Dayton, Ohio-born historian Timothy Snyder has been one of those sounding the alarm for a few years now. The Yale professor, who has written well-regarded books on the Holocaust and Eastern and Central Europe in the 20th century, including the bestseller “Bloodlands: Europe Between Hitler and Stalin,” penned the short volume “On Tyranny: Twenty Lessons from the Twentieth Century” in response to the rise of Trump and authoritarian populism.

Last year, immediately after the Jan. 6 insurrection, Snyder in a New York Times essay said that some Republican politicians who went along with Trump’s antics around refusing to concede the “stolen” election thought it would merely delay the inevitable.

“Yet for Congress to traduce its basic functions had a price. An elected institution that opposes elections is inviting its own overthrow,” he wrote, “Members of Congress who sustained the president’s lie, despite the available and unambiguous evidence, betrayed their constitutional mission. Making his fictions the basis of congressional action gave them flesh. Now Trump could demand that senators and congressmen bow to his will. He could place personal responsibility upon Mike Pence, in charge of the formal proceedings, to pervert them. And on Jan. 6, he directed his followers to exert pressure on these elected representatives, which they proceeded to do: storming the Capitol building, searching for people to punish, ransacking the place.”
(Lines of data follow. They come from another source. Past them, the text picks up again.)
Issue #566, opened 2020-12-06
TLM webservice alternates between printing -1 and the actual value


tanishqaggarwal:
TODO figure out why this is?

tanishqaggarwal:
@shihaocao suggests: what if we change it to -2? Would that fix it?

PR #567, opened 2020-12-06
Autonomous mission manager

### LINKED ISSUE #476: Autonomous Mission Control PTest case

afoarce:
# Autonomous Mission Manager

Fixes #476 

### Summary of changes
- Added PTest case for radio HOOTL/HITL to test telemetry passing between spacecrafts
- Changes made to radio uplink logic resulting from radio HITL testing

### Testing
The case has been HOOTL testing and will be HITL tested soon as radio fixes are finalized.

### Constants
N/A

### Telemetry
N/A

### Documentation Evidence
- In line documentation shows the steps of the test case and radio session, additional documentation not required since it does not change how flight software functions.


ptest/cases/autonomous_mission_manager_case.py
```diff
@@ -0,0 +1,109 @@
...
+            #Pass telemetry between spacecraft 
+
+            #wait for leader's data to come down from Iridium (automatically sent)
+            orbit_data_fields = ["orbit.pos", "orbit.vel"]
+            while(self.leader.read_state("orbit.time") == None): #what does es actually respond with?
+                pass
+
+            downlinked_data_vals_leader = [lin.Vector3(str_to_val(self.leader.read_state(field))) for field in orbit_data_fields]
+            downlinked_data_vals_follower = [lin.Vector3(str_to_val(self.follower.read_state(field))) for field in orbit_data_fields]
+
```
tanishqaggarwal, line 84: Can you add a function here that processes the raw orbital data and computes propagated orbits? We can have the function do nothing for now and add in propagation once it's ready. This way, according to the code specification, the AMC is always sending the latest, propagated orbit.

ptest/cases/autonomous_mission_manager_case.py
```diff
@@ -0,0 +1,109 @@
...
+            baseline_orbit_data_fields = ["orbit.baseline_pos", "orbit.baseline_vel"]
+            baseline_orbit_data_vals_follower = [downlinked_data_vals_leader[i] - downlinked_data_vals_follower[i]
+                                                                             for i in range(len(baseline_orbit_data_fields))]
+            baseline_orbit_data_vals_leader = [-1*val for val in baseline_orbit_data_vals_follower]
+
+            baseline_orbit_data_vals_follower = [val for val in baseline_orbit_data_vals_follower]
+            baseline_orbit_data_vals_leader = [val for val in baseline_orbit_data_vals_leader]
+
+            self.follower.write_multiple_states(baseline_orbit_data_fields, baseline_orbit_data_vals_follower)
+            self.leader.write_multiple_states(baseline_orbit_data_fields, baseline_orbit_data_vals_leader)
```
tanishqaggarwal, line 95: So one problem with continuously calling write_multiple_states in a loop when `leader` or `follower` is a RadioSession is that the uplink timer keeps getting restarted (see [this line](https://github.com/pathfinder-for-autonomous-navigation/FlightSoftware/blob/master/ptest/radio_session.py#L154) in the definition of `write_multiple_states`). So the uplink will actually not get sent.

To prevent this, I think we should modify `uplink_queued` in RadioSession so that it _also_ returns true if there an `uplink.json` file exists. The existence of this file indicates that either the autonomous mission controller or a ground operator has tried to schedule an uplink to be sent up to the spacecraft.

By making this change, the call to `write_multiple_states` made in these two lines would be defeated by the `self.uplink_queued()` [check](https://github.com/pathfinder-for-autonomous-navigation/FlightSoftware/blob/master/ptest/radio_session.py#L140-L141) in `write_multiple_states`, and therefore the uplink timer won't keep getting restarted.

tanishqaggarwal: The above comment I've made applies only to RadioSession, but here's a secondary thought I had: because `write_multiple_states` never fails if it's being used to send data over USB or to a HOOTL FSW instance, but it might fail if it's being used to send data over the radio, we therefore have a difference in the rates with which the spacecraft get information about each other's orbits in HOOTL vs. HITL. 

This might cause unforeseen problems if we end up over-relying on HOOTL testing to verify our orbit-matching algorithms (since an algorithm that constantly gets updates about spacecraft location is probably going to perform better than an algorithm that only gets it once in a while). Down the road (unless you want to implement this now), we might want to some kind of option to this testcase that occasionally stops this call to `write_multiple_states` in HOOTL in order to make the testcase more flight-like.

Thoughts?

ptest/cases/autonomous_mission_manager_case.py
```diff
@@ -0,0 +1,109 @@
...
+
+    def mission_conditions_met(self):
+        #check leader state
+        leader_state = self.leader.read_state("pan.state")
+        if(leader_state == "3"): 
+            self.logger.put("Leader is in standby. Ending mission." )
+            return False
+        elif(leader_state == "10"):
+            self.logger.put("Leader is in state safehold. Ending mission.")
+            return False
```
tanishqaggarwal, line 17: In order to end the mission we should send a command to _both_ spacecraft to go back to standby or safehold. I think we should add some calls to write_state in order to accomplish this.

Note, though, that if we call `write_state` here, but on a previous loop of `run_case` we called write_state to instead update the orbital positions, the call to `write_state` will fail in HITL if you implement my recommendation below. What do you think we should do about this?

ptest/cases/autonomous_mission_manager_case.py
```diff
@@ -0,0 +1,109 @@
...
+
+        #check faulting for follower state -> should this also end mission?
+        follower_state = self.follower.read_state("pan.state")
+        if(follower_state == "3"):
+            self.logger.put("Alert: Follower is in standby.")
+            return True
+        elif(follower_state == "10"):
+            self.logger.put("Alert: Follower is in state safehold.")
+            return True
```
tanishqaggarwal, line 36: Yep, it should. So since the leader and follower have the same behavior, you might want to abstract away this code block and the earlier codeblock for the leader into a function

ptest/cases/autonomous_mission_manager_case.py
```diff
@@ -0,0 +1,109 @@
...
+
+        #check time since last comms
+        leader_time_since_comms = time.time() - self.leader_time_last_comms 
+        if(leader_time_since_comms > self.comms_time_threshold):
+            self.logger.put("Leader is experiencing comms blackout. Ending mission." + str(leader_time_since_comms))
+            return False
+        follower_time_since_comms = time.time() - self.follower_time_last_comms 
+        if(follower_time_since_comms > self.comms_time_threshold):
+            self.logger.put("Follower is experiencing comms blackout. Ending mission.")
+            return False
```
tanishqaggarwal, line 27: This is a repetition of the same code twice, it should be possible to abstract this away into a function.

tanishqaggarwal (changes requested):

ptest/cases/autonomous_mission_manager_case.py
athena255: I think this is simple enough for it to be okay that it is repeated.

ptest/cases/autonomous_mission_manager_case.py
```diff
@@ -0,0 +1,109 @@
...
+    def run_case_fullmission(self):
+
+        if(self.mission_conditions_met()): 
+
+            #Pass telemetry between spacecraft 
+
+            #wait for leader's data to come down from Iridium (automatically sent)
+            orbit_data_fields = ["orbit.pos", "orbit.vel"]
+            while(self.leader.read_state("orbit.time") == None): #what does es actually respond with?
+                pass
```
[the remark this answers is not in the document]
afoarce: Currently I had it as a placeholder, ideally it should wait until data exists in the elasticsearch database but I don't know what the response is for fields that aren't there yet. Do we not need to check for this initial case before data is transmitted?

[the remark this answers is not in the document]
fatimayousuf: I think I get what you're asking. If you try to search for a field that doesn't currently exist in the ElasticSearch database, then it will return `Unable to find field: {field} in index: {index}` (see tlm/webservice.py). I'm pretty sure the index would be statefield_report_[imei number], but idk if someone changed it since I last wrote ground software

ptest/cases/autonomous_mission_manager_case.py
afoarce: Why is it that it would fail? If it does fail, would it be able to succeed on the next iteration?

ptest/cases/autonomous_mission_manager_case.py
afoarce: That's a good point. For now I've updated RadioSession, I think as we do more HOOTL testing of this we can add random wait lengths or randomly decide if data will be written to slow down the connection.

fatimayousuf: Ahhh I'm sorry I didn't even think of that when I was writing radio session. Yeah if you keep writing multiple states repeatedly, then the timer will restart again and again and it won't send the telemetry packets. I think what Tanishq wrote sounds right. Adding that extra condition to `uplink_queued` should take care of the problem?

ptest/cases/autonomous_mission_manager_case.py
```diff
@@ -0,0 +1,112 @@
...
+            #uplink the leader's data to the follower and vice versa
+            baseline_orbit_data_fields = ["orbit.baseline_pos", "orbit.baseline_vel"]
+            baseline_orbit_data_vals_follower = [propagated_data_vals_leader[i] - propagated_data_vals_follower[i] for i in range(len(baseline_orbit_data_fields))]
+            baseline_orbit_data_vals_leader = [-1*val for val in baseline_orbit_data_vals_follower]
+
+            baseline_orbit_data_vals_follower = [val for val in baseline_orbit_data_vals_follower]
+            baseline_orbit_data_vals_leader = [val for val in baseline_orbit_data_vals_leader]
+
+            self.follower.write_multiple_states(baseline_orbit_data_fields, baseline_orbit_data_vals_follower)
+            self.leader.write_multiple_states(baseline_orbit_data_fields, baseline_orbit_data_vals_leader)
```
fatimayousuf, line 108: I think there should maybe be something here that checks if the uplink actually is sent? For example, if the uplink fails to send and `self.follower.write_multiple_states()` returns false, then it looks like that telemetry packet never gets sent to the other satellite. Also, the time of last comms should give the time of the last _successful_ uplink, not the last attempt to uplink

fatimayousuf (changes requested):
It's so cool seeing everything start to come together! This looks awesome! I probably will leave more comments later because I still sometimes have trouble remembering what exactly I did in ground software and radio session lol. but for now, I think this looks nearly done

ptest/cases/autonomous_mission_manager_case.py
```diff
@@ -0,0 +1,112 @@
...
+    def mission_conditions_met(self):
+        #check for operating leader state
+        leader_state_functional = self.state_check(self.leader, "Leader")
+        follower_state_functional = self.state_check(self.follower, "Follower")
+        if not leader_state_functional:
+            if follower_state_functional:
+                self.follower.write_state("pan.state", 3)
+            else:
+                self.follower.write_state("pan_state", 10)
+            return False
```
tanishqaggarwal, line 28: If follower state was standby, then state_check still returns false, so this logic will unnecessarily move the follower state to safehold.

ptest/cases/autonomous_mission_manager_case.py
```diff
@@ -0,0 +1,112 @@
...
+
+        #check time since last comms
+        leader_time_since_comms = time.time() - self.leader_time_last_comms 
+        if(leader_time_since_comms > self.comms_time_threshold):
+            self.logger.put("Leader is experiencing comms blackout. Ending mission." + str(leader_time_since_comms))
+            return False
+        follower_time_since_comms = time.time() - self.follower_time_last_comms 
+        if(follower_time_since_comms > self.comms_time_threshold):
+            self.logger.put("Follower is experiencing comms blackout. Ending mission." + str(follower_time_since_comms))
+            return False
```
tanishqaggarwal, line 43: We should also _actually_ end the mission by writing to the leader/follower mission state.

ptest/cases/autonomous_mission_manager_case.py
```diff
@@ -0,0 +1,112 @@
...
+            if follower_state_functional:
+                self.follower.write_state("pan.state", 3)
+            else:
+                self.follower.write_state("pan_state", 10)
+            return False
+
+        #check faulting state for follower state
+        if not follower_state_functional:
+            self.leader.write_state("pan.state", 3)
+            return False
```
tanishqaggarwal, line 33: This is a piece of logic that we should test on our next autonomous mission manager test. Are there other substantive chunks of logic that you think we should test? Can we make a list

ptest/cases/autonomous_mission_manager_case.py
```diff
@@ -0,0 +1,112 @@
...
+        return True
+    
+    def mission_conditions_met(self):
+        #check for operating leader state
+        leader_state_functional = self.state_check(self.leader, "Leader")
+        follower_state_functional = self.state_check(self.follower, "Follower")
+        if not leader_state_functional:
+            if follower_state_functional:
+                self.follower.write_state("pan.state", 3)
```
tanishqaggarwal, line 25: To make the write successful here, we need to modify the logic in `radio_session` that currently rejects writing states if an `uplink.json` file already exists.

ptest/cases/autonomous_mission_manager_case.py
```diff
@@ -0,0 +1,112 @@
...
+            self.logger.put("Leader is experiencing comms blackout. Ending mission." + str(leader_time_since_comms))
+            return False
+        follower_time_since_comms = time.time() - self.follower_time_last_comms 
+        if(follower_time_since_comms > self.comms_time_threshold):
+            self.logger.put("Follower is experiencing comms blackout. Ending mission." + str(follower_time_since_comms))
+            return False
+
+
+        #TODO notify if close to docking
+        #TODO exit gracefully if mission ended
```
tanishqaggarwal, line 47: For the sake of more carefully tracking all of the work we're doing, should we split these items into separate tickets that are "nice to haves" and reduce the scope of the current issue describing the AMC?

ptest/cases/autonomous_mission_manager_case.py
```diff
@@ -0,0 +1,112 @@
...
+        return float("inf")
+
+    def setup_post_bootsetup_follower(self):
+        self.using_radios = self.radio_follower != None #assumes only using one physical radio
+        self.leader = self.flight_controller_leader
+        self.follower = self.radio_follower if self.using_radios else self.flight_controller_follower
+
+        self.leader_time_last_comms = time.time()
+        self.follower_time_last_comms = time.time()
+        self.comms_time_threshold = 60*5*1000000000 #currently 5 minutes for testing
```
tanishqaggarwal, line 80:
```suggestion
        self.comms_time_threshold = 60*5 #currently 5 minutes for testing
```
time.time() returns a float in [seconds](https://docs.python.org/3/library/time.html#time.time)

tlm/email_processor.py
```diff
@@ -108,6 +109,8 @@ def check_for_email(self):
         mail_ids = data[0]
         id_list = mail_ids.split()
 
+        print(self.confirmation_mtmsn, self.mtmsn, self.send_uplinks)
```
tanishqaggarwal, line 112:
```suggestion
```
Don't want to commit this to master, although we will probably need to have this in be in for a while due to #566

ptest/radio_session.py
```diff
@@ -183,7 +183,8 @@ def uplink_queued(self):
                 'http://'+self.flask_server+':'+str(self.flask_port)+'/search-es',
                     params=payload, headers=headers)
 
-        if tlm_service_active and response.text.lower()=="true":
+        print(tlm_service_active, response.text)
```
tanishqaggarwal, line 186:
```suggestion
```
We resolved the issue that we were trying to get more information about with this print statement; don't need it anymore.

ptest/cases/autonomous_mission_manager_case.py
tanishqaggarwal: Second the last successful comms thing. @fatimayousuf what might be the best way to retrieve the last successful uplink time?

tanishqaggarwal (changes requested):

ptest/cases/autonomous_mission_manager_case.py
kylekrol: Is this something that we want to be done autonomously though?

ptest/cases/autonomous_mission_manager_case.py
afoarce: What would be the best way to update writing states? Should we read and edit an existing json file whenever we need to update a state, or should we change the uplink logic such that radio session maintains a dictionary and only writes the states and fields to a json file when it is time to send the uplink? Or, something else?

ptest/cases/autonomous_mission_manager_case.py
afoarce: We should definitely test it both in terms of a satellite faulting and then the next chunk of logic with regards to comms blackouts, which now should also put the satellites in standby. The changes being made to the uplink logic should also be tested to make sure all of the latest state values are being sent.

ptest/cases/autonomous_mission_manager_case.py
afoarce: To be more consistent with the logic of either satellites faulting which does change states, I've made it so that both satellites go into standby if comms are down.

ptest/cases/autonomous_mission_manager_case.py
```diff
@@ -0,0 +1,115 @@
...
+                self.follower.write_state("pan_state", 10)
+            return False
+
+        #check faulting state for follower state
+        if not follower_state_functional:
+            self.leader.write_state("pan.state", 3)
+            return False
+
+        #check time since last comms
+        leader_time_since_comms = time.time() - self.leader_time_last_comms
```
shihaocao, line 36: This should be last downlink time? Ask how to get those timestamps from elastic search?

ptest/cases/autonomous_mission_manager_case.py
```diff
@@ -0,0 +1,115 @@
...
+        return float("inf")
+
+    def setup_post_bootsetup_follower(self):
+        self.using_radios = self.radio_follower != None #assumes only using one physical radio
+        self.leader = self.flight_controller_leader
+        self.follower = self.radio_follower if self.using_radios else self.flight_controller_follower
+
+        self.leader_time_last_comms = time.time()
+        self.follower_time_last_comms = time.time()
+        self.comms_time_threshold = 60*5 #currently 5 minutes for testing
```
shihaocao, line 84: needs to go after removing boot utility, and should be more easily configurable?

ptest/cases/base.py
```diff
@@ -389,24 +390,30 @@ class MissionCase(PTestCase):
...
     def initial_state_follower(self):
-        raise NotImplementedError
+        return "follower"
 
     @property
     def fast_boot_leader(self):
-        raise NotImplementedError
+        return True
     @property
     def fast_boot_follower(self):
```
shihaocao, line 415: move to AMC

ptest/radio_session.py
```diff
@@ -183,7 +183,7 @@ def uplink_queued(self):
                 'http://'+self.flask_server+':'+str(self.flask_port)+'/search-es',
                     params=payload, headers=headers)
 
-        if tlm_service_active and response.text.lower()=="true":
+        if tlm_service_active and response.text.lower()=="true" and not os.path.exists("uplink.json"):
```
shihaocao, line 186: @tanishqaggarwal @afoarce Why did we add this?

tlm/email_processor.py
```diff
@@ -25,7 +25,7 @@ def __init__(self, radio_keys_config, elasticsearch, downlink_parser_path):
         self.confirmation_mtmsn=-1
 
         #send_uplinks, keeps track of if the ground can send more uplinks. This allows us to make sure we are only sending one uplink at a time.
-        self.send_uplinks=False
+        self.send_uplinks=True
```
shihaocao, line 28: @athena255 @tanishqaggarwal Are these changes all vetted?

ptest/cases/autonomous_mission_manager_case.py
```diff
@@ -0,0 +1,115 @@
...
+
+    def run_case_fullmission(self):
+
+        if(self.mission_conditions_met()):
```
shihaocao, line 88: breakout into subroutine, and make an independent stateless check for whether or not to enable telemetry

shihaocao (changes requested):
fix per call :) bet

ptest/cases/autonomous_mission_manager_case.py
afoarce: Since we really care more about how recent orbit data is, those time stamps should be okay and we could account for longer time to get downlinked to the database by increasing the threshold?

ptest/cases/autonomous_mission_manager_case.py
afoarce: Breaking out the logic makes the code messier/redundant since we have different outcomes from different conditions, so I have instead renamed it to continue_mission to avoid confusion of the function implying statelessness

ptest/cases/autonomous_mission_manager_case.py
shihaocao: Yeah I think this is fine. `orbit.time` is the time of the data which is probably the only relevantly important time stamp

shihaocao (approved):
Looks good! Wish we could have a smart read built into usb_session/radio session haha. Maybe a thing for the next PR lol

ptest/cases/autonomous_mission_manager_case.py
```diff
@@ -0,0 +1,129 @@
...
+
+    def state_check(self, satellite, designaton):
+        satellite_state = satellite.read_state("pan.state")
+        if(satellite_state == str(Enums.mission_states["standby"])):
+            self.logger.put(designaton + " is in standby. Ending mission." )
+            return False
+        elif(satellite_state == str(Enums.mission_states["safehold"])):
+            self.logger.put(designaton + " is in safehold. Ending mission.")
+            return False
+        return True
```
tanishqaggarwal, line 17:
```suggestion
    def state_check(self, satellite, designation):
        satellite_state = satellite.read_state("pan.state")
        if(satellite_state == str(Enums.mission_states["standby"])):
            self.logger.put(designation + " is in standby. Ending mission." )
            return False
        elif(satellite_state == str(Enums.mission_states["safehold"])):
            self.logger.put(designation + " is in safehold. Ending mission.")
            return False
        return True
```

ptest/cases/autonomous_mission_manager_case.py
```diff
@@ -0,0 +1,129 @@
...
+    
+    def continue_mission(self):
+        #check for operating leader state
+        leader_state_functional = self.state_check(self.leader, "Leader")
+        follower_state_functional = self.state_check(self.follower, "Follower")
+        if not leader_state_functional:
+            if follower_state_functional:
+                self.follower.write_state("pan.state", Enums.mission_states["standby"])
+            elif self.follower.read_state("pan.state") != str(Enums.mission_states["standby"]):
+                self.follower.write_state("pan_state", Enums.mission_states["safehold"])
```
tanishqaggarwal, line 27: Not convinced that this logic works. Let's say the follower state is follower. Then the first if statement (line 24) passes, then the follower's state will be forced into standby unnecessarily.

ptest/cases/autonomous_mission_manager_case.py
```diff
@@ -0,0 +1,129 @@
...
+    def fast_boot_follower(self):
+        return True
+        
+
+    def run_case_fullmission(self):
+
+        #setup
+        self.using_radios = self.radio_follower != None #assumes only using one physical radio
+        self.leader = self.flight_controller_leader
+        self.follower = self.radio_follower if self.using_radios else self.flight_controller_follower
```
tanishqaggarwal, line 93:
```suggestion
        self.leader = self.radio_leader if self.radio_leader !=None else self.flight_controller_leader
        self.follower = self.radio_follower if self.using_radios else self.flight_controller_follower
```
The `using_radios` variable isn't used anywhere else in the code as far as I can tell, so you could a) get rid of it, b) increase parity between leader and follower initializations.

ptest/cases/autonomous_mission_manager_case.py
tanishqaggarwal: I initially got confused by the use of `leader_time_since_comms` and `self.leader_time_last_comms` because they sound similar--on first glance the code seemed to keep rewriting self.leader_time_last_comms. Personally, I feel like it would be clearer just to leave this quantity unnamed inside the if statement on the next line.

ptest/cases/autonomous_mission_manager_case.py
tanishqaggarwal: Also are you guys making the AMC satellite-free? In that case you wouldn't need the radio logic right

tlm/email_processor.py
tanishqaggarwal: These changes have been working when we tested a while ago...

ptest/radio_session.py
tanishqaggarwal: Discussed offline, the idea was that we don't allow an uplink to be modified by _PTest_ once one has been formed and not yet sent. (It may still be modified by the mission operators through the UplinkTimer.) This way, there is no race condition between PTest/AMC writing to the uplink and the uplink timer actually sending (and destroying) the uplink.

tanishqaggarwal: Equivalently (this would be smarter) we could just have a class member containing the uplink and we check if its not None

tanishqaggarwal: I think the reason we did it this way though is so that concurrent processes (e.g. uplink timer, etc.) can read/write to the uplink file. Otherwise I think the class member is not visible from another thread (but this may be false)

tanishqaggarwal (commented):
Looks pretty good, just a couple of minor stylistic comments

ptest/cases/autonomous_mission_manager_case.py
afoarce: What would we want to do instead if the leader is not functional?

ptest/cases/autonomous_mission_manager_case.py
afoarce: I think this wouldn't work because both radios are initialized, but we only have one physical radio to test on which is why the leader is set to the flight_controller automatically. We will eventually have no satellites, but we will still need the radio_session connection to read and send uplinks.

ptest/cases/autonomous_mission_manager_case.py
tanishqaggarwal: Oh! I missed the if statement for the leader. Thanks

ptest/cases/autonomous_mission_manager_case.py
tanishqaggarwal: My original thought behind uplinking was that we shouldn't update any existing json file (or struct) via write_state. Otherwise, there will be a race condition between a writer to the json file and the sending logic (which sends the uplink precisely five minutes after it is created.) The only allowable updates after the initial creation of the packet would be from manual commanding, which can update the uplink up until 1 minute before its sending.

The dictionary thing makes sense from a memory perspective. I think I didn't implement it that way because threading made the data inaccessible to some parts of the program. But that assumption might be incorrect. Feel free to change it if it works

ptest/cases/autonomous_mission_manager_case.py
tanishqaggarwal: Sure, ok. So it's eventually on the docket though to make the AMC satellite-free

Snyder suggested that the GOP is a “coalition of two types of people: those who would game the system (most of the politicians, some of the voters) and those who dream of breaking it (a few of the politicians, many of the voters).” Senate Minority Leader Mitch McConnell is a “gamer” in his view, while Senator Josh Hawley of Missouri is a “breaker.”

“For some Republicans, the invasion of the Capitol must have been a shock, or even a lesson,” he said. “For the breakers, however, it may have been a taste of the future. Afterward, eight senators and more than 100 representatives voted for the lie that had forced them to flee their chambers.”

Snyder wrote a year ahead of similar warnings from Liz Cheney, a daughter of the last Republican to serve two terms as U.S. vice-president, “Post-truth is pre-fascism, and Trump has been our post-truth president. When we give up on truth, we concede power to those with the wealth and charisma to create spectacle in its place.”